My father stood in front of the airlock, blocking it's entire entrance, barring Katie from crossing his path. “You, Madame,” he ordered. “Must turn around immediately and go to Mishnah.” He pointed his finger at the blue planet orbiting below. “You are to stay in the Palace until this unfortunate affair is concluded.”
“The hell I will,” Katie responded, glaring at my father. Thad stood behind Katie patiently waiting. He glanced at me. I shrugged.
“We do not know where we are going and we are traveling in a ship that is untested. Your safety, Madame, will be very much at stake. His Royal Highness, had he been here, would undoubtedly insist that you remain safe and in the Palace.”
“No, he wouldn’t.” Katie smiled as she replied. “His Royal Fucking Highness knows damn well that I am an Allied Spaceforce Captain and I have logged more light years crossing this galaxy than any of you people combined. I am more qualified to search this quadrant than you, Captain Loman,
and I guarantee, in your condition, you’ll be down with space sickness within one hour of being out there.”
“Actually, our new environmental control system eliminates most causes of space sickness,” Thad remarked. “We haven’t had a single instance among any of our test crew in how many hours of testing, Berk?”
“Shut up, Thad,” I mumbled.
“I’m sorry, Madame,” my father stated in a voice that would cower anyone in the Royal Guard. “You will return to the Palace. It is the King's command.”
“I’m sorry, Captain Loman,” Katie replied in a voice that I imagined would cower anyone in the Allied Spaceforce. “I will not. Tilia!”
One of the Andorian’s ran forward and took the baby from Katie. “Take care of him.” She leaned over and kissed the prince on top of his head. He reached up and grabbed a handful of her curls, putting them in his mouth.

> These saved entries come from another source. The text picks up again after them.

PR #4063, opened 2018-08-29
Forward the `format_spec` to `datetime` class

audeoudh:
If specified, the argument `format_spec` is forwarded from the method
`OutputTimestamp.__format__` to the method `format_time` method.  Thus,
we are able to specify the format, in a way supported by the class
`datetime`.

The default behaviour of `format_time` is not affected.  The other parts
of code that does not provide a `format_spec` are not affected by the
change.

Also refer audeoudh/borg@5957d713 for history.

### DIFF
--- a/src/borg/helpers/time.py
+++ b/src/borg/helpers/time.py
@@ -89,11 +89,11 @@ def safe_timestamp(item_timestamp_ns):
     return datetime.fromtimestamp(t_ns / 1e9)
 
 
-def format_time(ts: datetime):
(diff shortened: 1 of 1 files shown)


infectormp:
Solve https://github.com/borgbackup/borg/issues/4055

ThomasWaldmann:
thanks! can you also do a backport and PR against 1.1-maint branch? that way it'll get into 1.1.8 later.

audeoudh:
Done at #4067

PR #4067, opened 2018-08-30
Forward the `format_spec` to `datetime` class

audeoudh:
If specified, the argument `format_spec` is forwarded from the method
`OutputTimestamp.__format__` to the method `format_time` method.  Thus,
we are able to specify the format, in a way supported by the class
`datetime`.

The default behaviour of `format_time` is not affected.  The other parts
of code that does not provide a `format_spec` are not affected by the
change.

Refer borgbackup/borg#4063


audeoudh:
Solve #4055

ThomasWaldmann:
thanks!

“When will you be coming back, MaKani?” the Andorian asked as Katie extracted her hair from the baby’s grip.
“I haven’t a clue,” Katie replied. “We don’t even know where we are going yet.”
“Actually,” I cleared my throat. “We are going to Andromeda.”

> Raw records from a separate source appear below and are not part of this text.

PR #4080, opened 2018-09-20
read a passphrase from a file descriptor

steelman:
Read a passpharase from a file descriptor specified in the
BORG_PASSPHRASE_FD environment variable.

### DIFF
--- a/docs/usage_general.rst.inc
+++ b/docs/usage_general.rst.inc
@@ -174,6 +174,13 @@ General:
         passphrase should be initially set when initializing an encrypted repo.
         If BORG_PASSPHRASE is also set, it takes precedence.
         See also BORG_NEW_PASSPHRASE.
+    BORG_PASSPHRASE_FD
+        When set, specifies a file descriptor to read a passphrase
+        from. Programs starting borg may choose to open an anonymous pipe
+        and use it to pass a passphrase. This is safer than passing via
+        BORG_PASSPHRASE, because on some systems (e.g. Linux) environment
+        can be examined by other processes.
+        If BORG_PASSPHRASE or BORG_PASSCOMMAND are also set, they take precedence.
     BORG_NEW_PASSPHRASE
         When set, use the value to answer the passphrase question when a **new** passphrase is asked for.
         This variable is checked first. If it is not set, BORG_PASSPHRASE and BORG_PASSCOMMAND will also
--- a/src/borg/crypto/key.py
+++ b/src/borg/crypto/key.py
@@ -36,7 +36,7 @@ class NoPassphraseFailure(Error):
 
 
 class PassphraseWrong(Error):
-    """passphrase supplied in BORG_PASSPHRASE or by BORG_PASSCOMMAND is incorrect."""
+    """passphrase supplied in BORG_PASSPHRASE, by BORG_PASSCOMMAND or via BORG_PASSPHRASE_FD is incorrect."""
 
 
 class PasscommandFailure(Error):
@@ -429,6 +429,9 @@ class Passphrase(str):
         passphrase = cls.env_passcommand()
         if passphrase is not None:
             return passphrase
+        passphrase = cls.fd_passphrase()
+        if passphrase is not None:
+            return passphrase
 
     @classmethod
     def env_passcommand(cls, default=None):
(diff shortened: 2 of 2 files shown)


src/borg/crypto/key.py
```diff
@@ -442,6 +445,18 @@ def env_passcommand(cls, default=None):
                 raise PasscommandFailure(e)
             return cls(passphrase.rstrip('\n'))
 
+    @classmethod
+    def fd_passphrase(cls):
+        try:
+            fd = int(os.environ.get('BORG_PASSPHRASE_FD', None))
```
ThomasWaldmann: `None` is the default for the 2nd `.get()` argument, so you do not need to give it.

src/borg/crypto/key.py
```diff
@@ -442,6 +445,18 @@ def env_passcommand(cls, default=None):
...
+        except (ValueError, TypeError):
+            return None
+        with os.fdopen(fd) as f:
+            passphrase = f.read()
+        if passphrase is not None:
```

“Andromeda?” Katie demanded. “How do you know?”
“Uh…” I cleared my throat again. “Senya told me?”
“What?” My father frowned and narrowed his eyes at me.

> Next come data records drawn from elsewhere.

PR #4083, opened 2018-09-22
read a passphrase from a file descriptor

steelman:
Read a passpharase from a file descriptor specified in the
BORG_PASSPHRASE_FD environment variable.


ThomasWaldmann:
thanks!

PR #4091, opened 2018-10-02
Add argument storage_quota to forced_result. Avoids override by client.

m3nu:
Without this, the client will always override the `storage_quota` set at the server.


ThomasWaldmann:
Oops.

Can you file a bug for this, so it can be referenced from the change log?

ThomasWaldmann:
Thanks!

ThomasWaldmann:
can you also do a PR for 1.1-maint, please?

ThomasWaldmann:
does not apply to 1.0-maint (no storage quotas there).

m3nu:
OK. Adding a PR for 1.1-maint.

Issue #4093, opened 2018-10-02
Client can override server storage-quota


m3nu:
## Have you checked borgbackup docs, FAQ, and open Github issues?

Yes

## Is this a BUG / ISSUE report or a QUESTION?

BUG

#### Your borg version (borg -V).
1.1.7

#### Operating system (distribution) and version.
Debian 9

#### Hardware / network configuration, and filesystems used.
Ext4

#### How much data is handled by borg?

“Was that before or after the squid dudes kidnapped him?” Thad asked.
“I think after,” I said. “It was just a few hours ago.”
“That’s definitely after then,” Thad nodded. “The squid dudes took him what? About seven, eight…”
“What the hell nonsense are you spouting?” my father declared. “We are wasting precious time here. Goodbye Madame.” My father turned to board the ship. “Berkan, come along if you are coming,” he called over his shoulder. “Andromeda.”
“Stop!” Katie commanded. “I am coming. I am his wife, which means I am the MaKani and now you are going to listen to me. I have been to Andromeda and it wasn't pretty. We barely got out alive and we were in an Allied Class A Starship. I doubt you or any of your pathetic Mishnese spaceplanes have ever been past the fourth quadrant let alone had to deal with anti-matter fields and worm holes every other click. Besides that, every one of those spaceplanes out there in that bay belongs to me and I say that Thad and I are coming or nobody will go!” She pushed her way into the airlock, past my father, who raised his eyebrows in stunned amazement. Thad followed her into the companionway.